Operating income in the Advisory and Corporate Clients segment decreased by 11 percent to EUR 3.6 million. Corporate Finance invoicing decreased from the comparison period to EUR 0.7 million (EUR 2.9 million). However, the unit’s mandate base is at a good level and prospects for closing mandates are brightening after the shock reaction in the beginning of the year. As in previous years, the incentives business revenues increased to EUR 2.8 million (EUR 2.1 million). The unit won new incentive plan design and administration contracts, and its outlook is good.
After the review period on April 2, 2022, the merger announced in the summer of 2021 was completed, as a result of which Evli Bank Plc was split into a new listed company focusing on asset management and a company continuing the banking operations, to which Fellow Finance Plc was merged. The shares of investment services group Evli Plc were admitted to trading on the main list of the Helsinki Stock Exchange. The implementation was carried out according to the original plans and schedule, and the system conversion, which was critical for operations, was successfully completed.

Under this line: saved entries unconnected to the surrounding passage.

PR #532, opened 2020-09-23
Lock copybook download queue in case of wrong MF credentials

### LINKED ISSUE #488: Freeze the missing copybooks queue if wrong credentials

The purpose of this story is to change the current implementation that clears the queue of missing copybooks if the zowe profile has wrong credentials. The reason is that after the queue is cleared, the user still can open the file with missing copybooks and this way trigger the copybook download again which may lead to locking out his MF credentials!!

The right approach is to "freeze" the queue until the user confirms the credentials have been corrected.

In other words: Once we detect a wrong credentials response, we DO NOT send any more zowe requests until the user confirmation!

The only way how to unfreeze the queue is that user manually selects to "resolve" copybooks, the pop-up message with confirmation pops up and the user confirms.

1. User opens a cbl file with missing copybooks
2. all missing copybooks of all opened files are in the queue
3. the system tries to download the first copybooks in the queue from MF but it gets "wrong credentials" response
4. all copybooks stay in the queue and the queue is marked as blocked
5. the user gets the ONLY error message (msg1) with information about missing copybooks and a description how to update it
6. all newly opened cbl files only add its missing copybooks  into the frozen queue, however no other action is taken or no additional message is displayed to the user
7. ONLY when user clicks on Quick Fix -> Resolve copybooks a popup message (msg2) appears with confirmation of the credentials being fixed
8. If the user confirms credentials have been fixed, the queue is unfrozen and the first item is being downloaded again
9. if wrong credentials response again -> goto step 4

**Additional information**
Error messages proposals:

msg1 - "Incorrect credentials in Zowe profile: {profile_name}. Repeated attempts may lead to your mainframe account becoming locked. Please use Zowe CLI or Zowe Explorer to update your credentials, then select "Resolve copybooks" in the Quick Fix menu."

msg2 - "Please confirm your credentials for zowe profile: {profile_name} have been updated. [YES / NO]"

grianbrcom:
Closes #488


clients/cobol-lsp-vscode-extension/src/services/copybook/CopybookDownloadService.ts
```diff
@@ -121,15 +146,15 @@ export class CopybookDownloadService implements vscode.Disposable {
                 switch (e.type) {
                     case Type.InvalidCredentials:
                         errorMessage = INVALID_CREDENTIALS_ERROR_MSG.replace(PROFILE_NAME_PLACEHOLDER, element.profile);
+                        this.locked = true;
+                        this.queue.clean();
```
andzac, line 150: From telemetry POV could be an interesting event to collect I suppose

server/src/main/java/com/ca/lsp/cobol/service/TextDocumentSyncType.java
```diff
@@ -20,5 +20,6 @@
  */
 public enum TextDocumentSyncType {
```
andzac, line 21: With the new value defined here, I think is time to find a more appropriate value for that enum. In past was named ```TextDocumentSyncType``` because was the reference in the LSP protocol specification for ```DID_OPEN``` and ```DID_CHANGE```

server/src/main/java/com/ca/lsp/core/cobol/preprocessor/sub/document/CopybookResolution.java
```diff
@@ -33,5 +34,5 @@
    */
   @Nullable
   CopybookModel resolve(
-      @Nonnull String copybookName, @Nonnull String documentUri, @Nonnull String syncType);
+      @Nonnull String copybookName, @Nonnull String documentUri, @Nonnull CopybookProcessingMode syncType);
```
andzac, line 37: use ```copybookProcessingMode``` instead of ```syncType```

server/src/main/java/com/ca/lsp/core/cobol/preprocessor/sub/document/GrammarPreprocessorListenerFactory.java
```diff
@@ -28,5 +29,5 @@ GrammarPreprocessorListenerImpl create(
       @Nonnull @Assisted("uri") String uri,
       @Nonnull BufferedTokenStream tokens,
       @Nonnull Deque<CopybookUsage> copybookStack,
-      @Nonnull @Assisted("copybookProcessingMode") String textDocumentSyncType);
+      @Nonnull @Assisted("copybookProcessingMode") CopybookProcessingMode textDocumentSyncType);
```
andzac, line 32: as above ;)

andzac:
Not sure if is feasible at 100% and if could makes sense but instead to create a very long "setting" property like ```broadcom-cobol-lsp.copybook-download.quiet.cobFile.bookName``` may be useful to have a data structure in JSON that client and server process to extract information about copybook since the amount of information needed start to grow a little bit.
Of course could be effort for a separate issue!

clients/cobol-lsp-vscode-extension/src/services/Middleware.ts
```diff
@@ -35,19 +30,43 @@ export class Middleware {
...
+                        requestLines[0].quiet);
+                    return [];
             }
         }
         return next(params, token);
     }
+
+    private static parseLine(line: string): RequestLine | undefined {
+        const match = PARAMS_REGEX.exec(line);
+        if (match === null) {
```
asatklichov, line 51: if (match !== null) {
        return new RequestLine(
            match[1],
            match[2],
            match[5],
            match[6],
            "verbose" != match[4]
        );    
        }

asatklichov: implicitly returns undefined

server/src/main/java/com/broadcom/lsp/domain/cobol/event/model/RunAnalysisEvent.java
```diff
@@ -22,7 +22,15 @@
  * all the registered documents.
  */
 public class RunAnalysisEvent extends DataEvent {
+  public final boolean quiet;
```
temanbrcom, line 25: I don't see where do you check this value

server/src/main/java/com/broadcom/lsp/domain/cobol/event/model/RunAnalysisEvent.java
```diff
@@ -22,7 +22,15 @@
...
+
   public RunAnalysisEvent() {
     super(RUN_ANALYSIS_EVENT, RUN_ANALYSIS_EVENT.getId());
+    this.quiet = true;
+  }
+
+  public RunAnalysisEvent(boolean quiet) {
+    super(RUN_ANALYSIS_EVENT, RUN_ANALYSIS_EVENT.getId());
+    this.quiet = quiet;
```
temanbrcom, line 34: I think that "verbose" here would be more descriptive, but it depends on how do you use it

clients/cobol-lsp-vscode-extension/src/constants.ts
```diff
@@ -20,6 +20,7 @@ export const COPYBOOKS_FOLDER: string = ".copybooks";
 export const GITIGNORE_FILE: string = ".gitignore";
 export const LANGUAGE_ID = "COBOL";
 export const PROCESS_DOWNLOAD_ERROR_MSG = "Some copybooks could not be located. Ensure your configuration contains correct paths to copybooks, including nested copybooks. Missing copybooks: ";
+export const DOWNLOAD_QUEUE_LOCKED_ERROR_MSG = "Your queue was locked due to invalid credentials.";
```
temanbrcom, line 23: Maybe, it would be more descriptive to say something like "Copybook downloading stopped due to invalid credentials". I would recommend to discuss it with @zimlu02 or @zeibura 
Besides that, as I remember, there should be no dots at the end of the info messages

server/src/test/java/com/ca/lsp/cobol/service/MyTextDocumentServiceTest.java
```diff
@@ -365,8 +369,8 @@ private void verifyCallback(
       String text,
       String uri) {
 
-    verify(engine, timeout(10000).times(2)).analyze(uri, text, CopybookProcessingMode.ENABLED);
-    verify(communications, times(2)).publishDiagnostics(diagnostics);
+    verify(engine, timeout(10000).times(1)).analyze(uri, text, CopybookProcessingMode.ENABLED);
+    verify(communications, times(1)).publishDiagnostics(diagnostics);
```
temanbrcom, line 373: I didn't get why did you change this

temanbrcom (commented):
Well done, I just need to clarify some moments

server/src/main/java/com/ca/lsp/cobol/service/TextDocumentSyncType.java
temanbrcom: It may be replaced with according methods in `CopybookProcessingMode`

clients/cobol-lsp-vscode-extension/src/services/copybook/CopybookDownloadService.ts
grianbrcom: Make sense.

grianbrcom:
I understand that setting's string name is not a good way to communicate between client and server. Yes, using JRPC will be the best choice. Someday I could finish my PoC #416.

clients/cobol-lsp-vscode-extension/src/services/Middleware.ts
grianbrcom: Agree.

server/src/main/java/com/ca/lsp/core/cobol/preprocessor/sub/document/GrammarPreprocessorListenerFactory.java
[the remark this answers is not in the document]
grianbrcom: Cool, I can even delete the entire `@Assested`.

server/src/main/java/com/broadcom/lsp/domain/cobol/event/model/RunAnalysisEvent.java
grianbrcom: Oops, you are right. I must use it in `MyTextDocumentService:observerCallback`.

server/src/main/java/com/broadcom/lsp/domain/cobol/event/model/RunAnalysisEvent.java
grianbrcom: Agree, I'll rename it.

server/src/test/java/com/ca/lsp/cobol/service/MyTextDocumentServiceTest.java
grianbrcom: You are right. I'll return that back.

server/src/main/java/com/ca/lsp/cobol/service/TextDocumentSyncType.java
grianbrcom: I've deleted this enum.

clients/cobol-lsp-vscode-extension/src/constants.ts
grianbrcom: I've tried to make it more user friendly:
image
@zimlu02, @zeibura what do you think?

temanbrcom (approved):
🦎

zimlu02 (changes requested):
Please update the message with:
"Invalid credentials for profile: {profile_name}. Copybook retrieval is blocked. Ensure the profile contains correct credentials."
and the button:
"Unblock and retry"

asatklichov (approved):
🌴

temanbrcom (approved):

clients/cobol-lsp-vscode-extension/src/__tests__/MiddlewareTest.spec.ts
```diff
@@ -73,3 +73,17 @@ describe("Copybook downloader", () => {
         expect(next).toHaveBeenCalledWith(params, null);
     });
 });
+
+const each = require("jest-each").default;
+describe("Parse line parsing test", () => {
```
zacanbrcom, line 78: I would provide a better description like: "Given an input string then ```parseLine``` returns the ```RequestLine``` expected or ```undefined```

clients/cobol-lsp-vscode-extension/src/services/copybook/CopybookDownloadService.ts
```diff
@@ -82,20 +100,28 @@ export class CopybookDownloadService implements vscode.Disposable {
...
+                        startTime = null;
                     }
                 });
         }
     }
 
-    private createErrorMessageForCopybooks(datasets: Set<string>) {
-        this.resolver.processDownloadError(PROCESS_DOWNLOAD_ERROR_MSG + Array.from(datasets));
+    private static async createErrorMessageForCopybooks(datasets: Set<string>) {
+        await CopybookDownloadService.processDownloadError(PROCESS_DOWNLOAD_ERROR_MSG + Array.from(datasets));
```
zacanbrcom, line 116: what about to collapse one level and put there the content of ```processDownloadError()```?

clients/cobol-lsp-vscode-extension/src/__tests__/MiddlewareTest.spec.ts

The key drivers of Evli's strategy, international sales and alternative investment products, showed a mixed performance during the quarter. International sales, with Evli's Nordic corporate bond funds at its core, suffered from rising interest rates in the early part of the year and increased uncertainty due to the war in Ukraine. Redemptions by international clients totalled EUR 300 million and international clients accounted for 23 percent (23%) of Evli's total fund capital, including alternative investment products. In the first quarter, alternative investment products were sold for a total of EUR 126 million (EUR 73 million). Sales were spread across several funds, with the largest subscriptions being for Evli Private Equity I and Evli Private Equity III (around EUR 60 million in total), Evli Residential II (around EUR 17 million) and Evli Impact Forest I (around EUR 13 million). We expect demand for alternative investment products to remain strong for the rest of the year.
During the first quarter, we continued our systematic work to develop responsible investment under the leadership of our new Head of Sustainability, Petra Hakamo, who was appointed on January 1, 2022. Human rights and biodiversity were key themes for development. Climate work continued in line with the 2021 roadmap of climate targets, and our already diverse client reporting on responsibility was expanded in terms of governance and sustainability metrics. Following Russia's invasion in Ukraine, Evli decided to exclude Russia-related investment targets from its investments. Evli also complies with all sanctions against Russia.
After the review period, on April 22, 2022, we announced a letter of intent under which Evli Plc and EAB Group Plc will explore the possibility of combining their operations. The parties aim to sign a merger agreement and other transaction agreements during May 2022. The planned merger is expected to be implemented during the fall 2022.